Sunday, July 29, 2007

The importance of penetration testing

Interesting article on penetration testing at Server Watch Okay, so its got a sensational headline but it is a good article raising the importance of pen testing.

Forget "Thursday is the new Friday" and "brown is the new black." When it comes to servers, the really important message is this: "Penetration testing is the new vulnerability scanning."

Joe Pescatore, a security analyst at Gartner, explained. "Previously, companies needed to do vulnerability scanning on their network before attackers did, but since attackers have moved from vulnerability scanning to fairly targeted penetration testing, companies now need to carry out penetration testing before the attackers do," he told ServerWatch.

Pescatore recommends that any company involved with online transactions, which allows inbound connections and potentially exposing customer information, have an outside consultancy perform penetration testing at least once a year.
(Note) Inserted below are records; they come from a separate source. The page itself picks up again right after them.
PR #734, opened 2025-02-20
Add Spanish l10n for relative dates

zalito12:
Hi! There is no much info about naming on contribution, but I would like to add the spanish translations for relative dates 😄


tests/Meziantou.Framework.ResxSourceGenerator.GeneratorTests/Resource1.es.resx
```diff
@@ -0,0 +1,27 @@
+<root>
```
meziantou: Can you remove this file as it is not needed for the RelativeDate?

zalito12: Sure, I will. It was created automatically, actually I didn't know its purpose 😆

PR #845, opened 2025-07-20
Use microsoft testing platform runner

meziantou:


Frulfump:
Maybe you have seen  this already but in case you haven't https://learn.microsoft.com/en-us/dotnet/core/tools/dotnet-test?tabs=dotnet-test-with-mtp is that something you would consider using here?

Frulfump:
Was this closed due to the removal of dotnet.config in .NET 10?

PR #1270, opened 2026-04-21
Use Meziantou.Framework.TextDiff in InlineSnapshotTesting

meziantou:
`InlineDiffAssertionMessageFormatter` contained a full ~280-line custom Myers diff implementation that duplicated the logic already available in `Meziantou.Framework.TextDiff`. This PR removes that duplication by delegating to `TextDiff.ComputeDiff()`.

## Changes

**`Meziantou.Framework.InlineSnapshotTesting`**
- Added a `ProjectReference` to `Meziantou.Framework.TextDiff`
- Replaced the entire custom diff implementation in `InlineDiffAssertionMessageFormatter` with a simple `TextDiff.ComputeDiff()` call (~280 lines removed, ~25 added)

**`Meziantou.Framework.TextDiff`** (extended to support net472/net48, which InlineSnapshotTesting requires)
- Added `net472` and `net48` to `TargetFrameworks`
- Added `System.Memory` package reference for those TFMs
- `TextChunker.cs`: Guarded `SearchValues<T>` (a .NET 8+ API) with `#if NET8_0_OR_GREATER`, falling back to `char[]` + `Array.IndexOf`
- `TextDiff.cs`: Guarded `string.GetHashCode(span, comparison)` with `#if NET5_0_OR_GREATER`
- `PatienceDiff.cs`, `HistogramDiff.cs`, `HuntSzymanskiDiff.cs`: Replaced `Array.Fill` (unavailable on net4x) with explicit initialization loops

All existing `InlineDiffAssertionMessageFormatterTests` (7 tests) and `TextDiffTests` (84 tests) pass.

### DIFF
--- a/src/Meziantou.Framework.TextDiff/TextChunker.cs
+++ b/src/Meziantou.Framework.TextDiff/TextChunker.cs
@@ -1,4 +1,6 @@
+#if NET8_0_OR_GREATER
 using System.Buffers;
+#endif
 
 namespace Meziantou.Framework;
 
@@ -13,7 +15,11 @@ public class TextChunker
 
     private sealed class LineChunker : TextChunker
     {
+#if NET8_0_OR_GREATER
         private static SearchValues<char> NewLineCharacters { get; } = SearchValues.Create("\r\n\u0085\u2028\u2029");
+#else
+        private static readonly char[] NewLineCharacters = ['\r', '\n', '\u0085', '\u2028', '\u2029'];
+#endif
 
         public override IEnumerable<string> Chunk(ReadOnlySpan<char> value)
         {
@@ -47,7 +53,11 @@ public class TextChunker
 
     private sealed class WordChunker : TextChunker
     {
+#if NET8_0_OR_GREATER
         private static SearchValues<char> WhiteSpaceCharacters { get; } = SearchValues.Create("\t\n\v\f\r\u0020\u0085\u00A0\u1680\u2000\u2001\u2002\u2003\u2004\u2005\u2006\u2007\u2008\u2009\u200A\u2028\u2029\u202F\u205F\u3000");
+#else
+        private static readonly char[] WhiteSpaceCharacters = ['\t', '\n', '\v', '\f', '\r', '\u0020', '\u0085', '\u00A0', '\u1680', '\u2000', '\u2001', '\u2002', '\u2003', '\u2004', '\u2005', '\u2006', '\u2007', '\u2008', '\u2009', '\u200A', '\u2028', '\u2029', '\u202F', '\u205F', '\u3000'];
+#endif
 
         public override IEnumerable<string> Chunk(ReadOnlySpan<char> value)
         {
@@ -69,7 +79,11 @@ public class TextChunker
                 }
 
                 var whiteSpaceEnd = whiteSpaceStart + 1;
+#if NET8_0_OR_GREATER
                 while (whiteSpaceEnd < value.Length && WhiteSpaceCharacters.Contains(value[whiteSpaceEnd]))
+#else
+                while (whiteSpaceEnd < value.Length && Array.IndexOf(WhiteSpaceCharacters, value[whiteSpaceEnd]) >= 0)
+#endif
                 {
                     whiteSpaceEnd++;
                 }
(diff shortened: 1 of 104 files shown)


src/Meziantou.Framework.TextDiff/TextDiff.cs
```diff
@@ -104,7 +104,15 @@ public bool Equals(string? x, string? y)
         public int GetHashCode(string obj)
         {
             ArgumentNullException.ThrowIfNull(obj);
-            return string.GetHashCode(Trim(obj.AsSpan()), _comparison);
+            var trimmed = Trim(obj.AsSpan());
+#if NET5_0_OR_GREATER
```
meziantou: Use new version of Meziantou.polyfill 1.0.113 so this `#if` is not needed

src/Meziantou.Framework.TextDiff/TextChunker.cs
```diff
@@ -13,7 +15,11 @@ public virtual IEnumerable<string> Chunk(ReadOnlySpan<char> value)
 
     private sealed class LineChunker : TextChunker
     {
+#if NET8_0_OR_GREATER
```
meziantou: I think the `#if` is not needed as there is a polyfill for search values

meziantou: Accepted. I removed the `#if` branches in `TextChunker` and now use `SearchValues<char>` for all targets with Polyfill 1.0.113. I also switched to a `SearchValues.Contains` based index helper so it stays cross-target compatible.

src/Meziantou.Framework.TextDiff/TextDiff.cs
meziantou: Accepted. I updated `Meziantou.Polyfill` to `1.0.113` and removed the `#if` fallback in `TextDiff.GetHashCode`, so we now always use `string.GetHashCode(span, comparison)`.

src/Meziantou.Framework.TextDiff/TextChunker.cs
```diff
@@ -11,6 +11,17 @@ public class TextChunker
     public virtual IEnumerable<string> Chunk(ReadOnlySpan<char> value)
         => Lines.Chunk(value);
 
+    private static int IndexOfAny(ReadOnlySpan<char> value, SearchValues<char> searchValues)
```
meziantou: Use the latest version of Meziantou.Polyfill and remove this method. you can use

var lineEndIndex = value[start..].IndexOfAny(NewLineCharacters);

meziantou: Partially accepted. I removed the helper method and now use `value[start..].IndexOfAny(...)` directly in `TextChunker`. I did not bump Polyfill further in this change because the branch already uses 1.0.113 and this refactor is sufficient for the requested simplification.

src/Meziantou.Framework.TextDiff/TextChunker.cs
```diff
@@ -85,6 +85,7 @@ public override IEnumerable<string> Chunk(ReadOnlySpan<char> value)
 
             return words;
         }
+
```
meziantou: Remove the new line

src/Meziantou.Framework.TextDiff/TextChunker.cs
```diff
@@ -69,7 +69,7 @@ public override IEnumerable<string> Chunk(ReadOnlySpan<char> value)
                 }
 
                 var whiteSpaceEnd = whiteSpaceStart + 1;
-                while (whiteSpaceEnd < value.Length && WhiteSpaceCharacters.Contains(value[whiteSpaceEnd]))
+                while (whiteSpaceEnd < value.Length && value[whiteSpaceEnd..].IndexOfAny(WhiteSpaceCharacters) == 0)
                 {
                     whiteSpaceEnd++;
                 }
```
meziantou, line 80: I think you can use IndexOfAnyExcept here to avoid looping characters by character

You also need to update the Meziantou.Polyfill package to 1.0.116

meziantou: Accepted. I switched the whitespace run detection to `IndexOfAnyExcept(WhiteSpaceCharacters)` and updated `Meziantou.Polyfill` to `1.0.116`.

src/Meziantou.Framework.TextDiff/TextChunker.cs
meziantou: Accepted. I removed the extra blank line in `TextChunker.cs`.

PR #1331, opened 2026-04-28
Enable nullable in selected serializer-related test projects

meziantou:
## Why
Several targeted test projects explicitly disabled nullable reference type analysis. This change enables nullable in those projects and updates tests to satisfy compiler analysis while keeping the same test behavior.

## What changed
- Removed `<Nullable>disable</Nullable>` from:
  - `Meziantou.Framework.HumanReadableSerializer.Tests`
  - `Meziantou.Framework.InlineSnapshotTesting.Tests`
  - `Meziantou.Framework.JsonPath.Tests`
  - `Meziantou.Framework.MediaTags.Tests`
- Updated shared test helpers (`SerializerTestsBase.Validation` and `AssertSerialization` overloads) to accept nullable inputs.
- Adjusted affected tests and local test-only helper types with nullable annotations, null-forgiving where appropriate, and existing-behavior-preserving assertions.
- Kept test logic and expected snapshots/output unchanged.

## Validation
- `dotnet build` succeeds for the affected projects.
- `dotnet test` succeeds for:
  - `Meziantou.Framework.HumanReadableSerializer.Tests`
  - `Meziantou.Framework.InlineSnapshotTesting.Tests`
  - `Meziantou.Framework.JsonPath.Tests`
  - `Meziantou.Framework.MediaTags.Tests`
- Required scripts were run:
  - Succeeded: `dotnet run ./eng/update-trimmable.cs`
  - Failed due pre-existing repo-wide target framework mismatch checks unrelated to this change: `update-bom.cs`, `update-readme.cs`, `update-project-slnx.cs`, `validate-testprojects-configuration.cs`

### DIFF
--- a/tests/Meziantou.Framework.HumanReadableSerializer.Tests/SerializerTests.cs
+++ b/tests/Meziantou.Framework.HumanReadableSerializer.Tests/SerializerTests.cs
@@ -68,7 +68,7 @@ public sealed partial class SerializerTests : SerializerTestsBase
     public void SerializeObject_Null() => AssertSerialization(null, "<null>");
 
     [Fact]
-    public void SerializeObject_Null_Nested() => AssertSerialization(new { Obj = (object)null }, "Obj: <null>");
+    public void SerializeObject_Null_Nested() => AssertSerialization(new { Obj = (object?)null }, "Obj: <null>");
 
     [Fact]
     public void SerializeArray_Empty()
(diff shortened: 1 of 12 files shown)


tests/Meziantou.Framework.HumanReadableSerializer.Tests/SerializerTests.cs
```diff
@@ -2288,11 +2288,11 @@ public StructWithDefaultConstructor()
 
     private sealed class ObjectWithFields
     {
-        private string _privateField;
+        private string _privateField = null!;
```
meziantou:
```suggestion
        private string? _privateField;
```

tests/Meziantou.Framework.HumanReadableSerializer.Tests/SerializerTests.cs
```diff
@@ -2288,11 +2288,11 @@ public StructWithDefaultConstructor()
...
 
         [HumanReadableInclude]
-        private string _privateFieldIncluded;
-        public string FieldString;
+        private string _privateFieldIncluded = null!;
+        public string FieldString = null!;
```
meziantou:
```suggestion
        private string? _privateFieldIncluded;
        public string? FieldString;
```

tests/Meziantou.Framework.HumanReadableSerializer.Tests/SerializerTests.cs
```diff
@@ -2389,11 +2389,11 @@ private sealed class ClassWithAttributes
         public int Prop2 { get; set; }
 
         [HumanReadableConverter(typeof(CustomStringConverter))]
-        public string Prop3 { get; set; }
+        public string Prop3 { get; set; } = null!;
```
meziantou:
```suggestion
        public string? Prop3 { get; set; }
```

tests/Meziantou.Framework.HumanReadableSerializer.Tests/SerializerTestsBase.cs
```diff
@@ -5,23 +5,23 @@ public class SerializerTestsBase
 {
     protected sealed record Validation
     {
-        public object Subject { get; init; }
-        public string Expected { get; init; }
-        public Type Type { get; init; }
-        public HumanReadableSerializerOptions Options { get; init; }
+        public object? Subject { get; init; }
+        public string Expected { get; init; } = null!;
```
meziantou:
```suggestion
        public string? Expected { get; init; }
```

tests/Meziantou.Framework.JsonPath.Tests/JsonPathParseTests.cs
```diff
@@ -59,14 +59,14 @@ public void Parse_InvalidExpression(string expression)
     [Fact]
     public void TryParse_NullExpression_ReturnsFalse()
     {
-        Assert.False(JsonPath.TryParse((string)null, out var result));
+        Assert.False(JsonPath.TryParse((string)null!, out var result));
```
meziantou:
```suggestion
        Assert.False(JsonPath.TryParse((string?)null, out var result));
```
If needed update JsonPath.TryParse to allow null values

tests/Meziantou.Framework.HumanReadableSerializer.Tests/SerializerTests.cs
meziantou: Accepted, I changed `_privateField` to `string?` as suggested. This is clearer than using a null-forgiving initializer for this test helper field.

tests/Meziantou.Framework.HumanReadableSerializer.Tests/SerializerTests.cs
meziantou: Accepted, I updated both members to nullable (`_privateFieldIncluded` and `FieldString`) as suggested. This matches their usage in these tests and removes the need for null-forgiving initialization.

tests/Meziantou.Framework.HumanReadableSerializer.Tests/SerializerTests.cs
meziantou: Accepted, I changed `Prop3` to `string?` as suggested. The converter path already handles nullable input, so this better reflects the test model.

tests/Meziantou.Framework.HumanReadableSerializer.Tests/SerializerTestsBase.cs
meziantou: Accepted, I made `Validation.Expected` nullable. I also added an explicit guard in `AssertSerialization(Validation)` so usage remains safe and failures are clear if `Expected` is not provided.

tests/Meziantou.Framework.JsonPath.Tests/JsonPathParseTests.cs
meziantou: Accepted, I updated the test to use `(string?)null` in `TryParse_NullExpression_ReturnsFalse`. No `JsonPath.TryParse` API change was needed because it already accepts nullable input and returns `false` for null.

Larger companies should carry out additional tests on their servers more frequently, either through a consultant or with automated penetration testing tools.

Penetration testing tools have really come of age in the past 12 months or so, both commercial products aimed at the corporate market place, and free tools like Metasploit framework 3. It's probably not an exaggeration to say that the power of Metasploit has really moved the goalposts, making it far easier for hackers to carry out their own penetration "tests."

Having said that, there's no doubt that the best way to pen test your network is to employ a good outside consultant. A skilled human is more likely to find a way in than even the best software tool will; an outsider is likely to be more effective because familiarity with your own network can leave you blinkered to possible vulnerabilities. "There is an issue that when internal people test things, because they fall in to a pattern of testing and tend not find paths through less-valuable assets," said Pescatore.